On Nutrition: ‘Industrial’ oils wrongly maligned | Food & Cooking

Dear Dr. Blonz: I recently came across the “Hateful 8” theory from an M.D. who casts “industrial seed oils,” such as canola, safflower and corn oils, in catastrophic and deadly terms. In short, this doctor claims that they increase inflammation, disrupt metabolism and destroy your health. This doctor also says there is a link between the consumption of these oils and the most dangerous effects of the coronavirus. What do you advise regarding industrial seed oils? — S.H., Tulsa

Dear S.H.: This theory is off the mark and misleading. These oils can be assets in an otherwise healthful diet — they can contribute essential fatty acids, for instance — and should not be considered “catastrophic” or “deadly.”

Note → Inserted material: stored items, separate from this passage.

PR #2287, opened 2016-07-18
qf-tasks: great speedup when creating tasks by relaxing requirements

fenollp:
This gives 5x and maybe more (theoretically a quadratic improvement)


k-anderson:
@fenollp this is interesting, I can see how the check for unique-ness could be expensive on such large jobs.  Please file a ticket with your findings so that we can investigate alternatives.  However, since the jobs themselves will fail non-unique entries I do agree that this is a redundant check at this time.

PR #2288, opened 2016-07-18
qf-tasks-speed: lighting fast task input validation

fenollp:
Even "better" than https://github.com/2600hz/kazoo/pull/2287 This is a XOR pull request.


k-anderson:
@fenollp removing validation is not a valid approach... :)

fenollp:
I agree :)

PR #2289, opened 2016-07-18
KAZOO-4826 handle activation charges

lazedo:


fenollp:
The fold for `create_transactions` L80 could be done as a LC (or lists:filter | lists:filtermap) now that it is only copying `Acc` and not reading it anymore.

PR #2295, opened 2016-07-19
propagate call parking events via websockets

jamhed:


jamesaimonetti:
Accepted, still can't figure out how to get GH to auto-recognize that fact

PR #2296, opened 2016-07-19
kapps: better time complexity for account_has_descendants/1

fenollp:


core/kazoo_apps/src/kapps_util.erl
```diff
@@ -207,12 +207,16 @@ account_depth(Account) ->
...
     ViewOptions = [{'startkey', [AccountId]}
                   ,{'endkey', [AccountId, kz_json:new()]}
                   ],
-    {'ok', JObjs} = kz_datamgr:get_results(?KZ_ACCOUNTS_DB, <<"accounts/listing_by_descendants">>, ViewOptions),
-    length([JObj || JObj <- JObjs, kz_account:id(JObj) =/= AccountId]) > 0.
+    {'ok', JObjs} = kz_datamgr:get_results(?KZ_ACCOUNTS_DB, View, ViewOptions),
+    [] =/=
+        [JObj || JObj <- JObjs,
+                 kz_account:id(JObj) =/= AccountId
+        ].
```
jamesaimonetti: What size view result did you test against? What were the time comparisons?

jamesaimonetti: Also, why not write a recursive function looking for the first instance of JObj that isn't AccountId? Then recursion can terminate early if a non-AccountId account was found.

fenollp: It's just something I came about when fixing something else. No benchmarking involved.
But yeah I should rewrite this with recursion and return ASAP.

PR #2300, opened 2016-07-19
KAZOO-4886: add PATCH support to devices

jamesaimonetti:
refactor fold to own named function
fix function call, specs
formatting


core/kazoo_endpoint/src/kz_endpoint.erl
```diff
@@ -568,21 +569,26 @@ maybe_rewrite_caller_id(Endpoint, Call) ->
 -spec should_create_endpoint(kz_json:object(), kz_json:object(), kapps_call:call()) ->
                                     'ok' | {'error', any()}.
 should_create_endpoint(Endpoint, Properties, Call) ->
+    case evaluate_rules_for_creation(Endpoint, Properties, Call) of
+        {Endpoint, Properties, Call} -> 'ok';
```
fenollp: Is the matching to already bound `Endpoint` `Properties` & `Call` intensional?

Other than that PR LGTM

PR #2306, opened 2016-07-20
qf-views: update view names in KNM

fenollp:


fenollp:
Since last commit, I'm not sure it will pick up views like `applications/crossbar/priv/couchdb/account/numbers.json` as I am not sure where / what revises it.

jamesaimonetti:
Merged.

Making a vague connection between the use of seed oils and “the most dangerous effects of the coronavirus” is a bit irresponsible. Where’s the evidence? Certainly, if a person is poorly nourished and in a suboptimal state of health, they will be at greater risk should they get this virus. But to point to seed oils as a villain in any circumstance is without merit.

Using “industrial” as a derogatory descriptor is also off. All foods, including organic ones, are produced by an industry.

The key with diet is to balance all elements and not to overdo it. There is no basis to reject seed oils in the preparation of healthful foods, and they should not be rejected based solely on the unsubstantiated statements of this individual.